We adjust the y axis to use % instead of fractions
We adjust the frequency of the grid lines on the x axis
In our labs we add basic titles and adjust the axis labels

top_5f_years |> ggplot(aes(x = year, y = prop, color = name)) +
  geom_line() +
  scale_y_continuous(labels = scales::percent) + # % in y axis
  scale_x_continuous(breaks = seq(1880,2023,20)) + # adjust x grid lines
  theme_minimal() +
  labs(
    title = "My awesome chart title",
    subtitle = "Names as a percentage of all births",
    color = "Baby name",
    y = "Proportion name given in year", x = ""
  )

And here’s a quick alternative version of the same chart using geom_density. It might be pretty, but is is easier to read?

top_5f_years |> ggplot(aes(x = year, y = prop, color = name, fill = name)) +
  geom_density(stat = "identity", alpha = .5) +
  theme_minimal()

OYO: Make a line chart

With a buddy, make your own super awesome line chart. Remember you’ll first have to summarize your data to make it manageable.

I’ll prep some data for you to track the popularity of the names “James” and “Mary” over time.

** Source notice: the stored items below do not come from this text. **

PR #299, opened 2021-04-19
[WIP] charmcraft config: introduce support for bases keyword

cjp256:
- Support short-form syntax where a base without 'build-on'
  or 'run-on' implies build_on=base coupled with run_on=base.

- Support long-form syntax where explicit build-on and run-on
  lists are used to support any configuration combination.

- Support combined lists, where a short-form base item will
  be expanded into the long-form equivalent.

Note that this does not include unit testing for errors.  There
is a fair bit of other work to be done to improve error handling.

Note that this does not automatically set any implied architecture
in the Config, though an empty list of architectures would imply
the default (host's) is to be used.

### DIFF
--- a/charmcraft/config.py
+++ b/charmcraft/config.py
@@ -71,6 +71,15 @@ def adapt_validation_error(error):
     raise CommandError(msg)
 
 
+@format_checker.checks('architecture', raises=ValueError)
+def check_architectures(value):
+    """Check the base architectures are valid charm-supported architectures."""
+    if isinstance(value, str):
+        if value in ["amd64", "arm64"]:
+            return True
+    raise ValueError("must be a valid architecture (e.g. amd64, arm64)")
+
+
 @format_checker.checks('url', raises=ValueError)
 def check_url(value):
     """Check that the URL has at least scheme and net location."""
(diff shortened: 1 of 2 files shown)


charmcraft/config.py
```diff
@@ -105,6 +114,73 @@ def from_dict(cls, source):
...
+    name = attr.ib(validator=attr.validators.instance_of(str))
+    channel = attr.ib(validator=attr.validators.instance_of(str))
+    architectures = attr.ib(default=attr.Factory(list), validator=attr.validators.deep_iterable(
+        member_validator=attr.validators.instance_of(str),
+        iterable_validator=attr.validators.instance_of(list)))
+
+    @classmethod
+    def from_dict(cls, source):
+        """Build from a raw dict."""
+        # Ensure channel is treated as string if interpreted as number, e.g. 20.04.
```
facundobatista, line 130: But

```
>>> str(20.10)
'20.1'
```

I propose to just error out if it's a float.

charmcraft/config.py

You can use this data to make a line chart.

james_mary <- babynames |> 
  filter(
    (name == "James" & sex == "M") |
    (name == "Mary" & sex == "F")
  )

james_mary

Now plot the prop values for these two names over time.

Faceting

Faceting is a way to break up your data into smaller pieces and plot them separately. This is useful when you have a lot of data and you want to see how different parts of it compare to each other.

Let’s walk through an example of this by plotting the popularity of the top 20 names over time.

First we need to find those top 20 names. It’s similar to what we did for the top 5 female names so I’m going to skip that explanation here.

top20_names <- babynames |>
  group_by(name) |> 
  summarize(total = sum(times_given)) |> 
  arrange(desc(total)) |>
  slice_max(total, n = 20) |> 
  pull(name)

top20_names_data <- babynames |> 
  filter(name %in% top20_names)

top20_names_data

And now the chart. We’re going to add a facet_wrap() function to our chart to break it up by name. We also make some other changes to use percentages, change the grid lines to every 50 years, and some other theme changes.

top20_names_data |> ggplot(aes(x = year, y = prop, color = name)) +
  geom_line() +
  scale_y_continuous(labels = scales::percent) +
  scale_x_continuous(breaks = seq(1900,2023,50)) +
  theme_minimal() +
  theme(legend.position = "none") +
  facet_wrap(vars(name), ncol = 5) # this is the facet magic

More on your own

What do you want to know about the history of names in America? Let’s figure it out.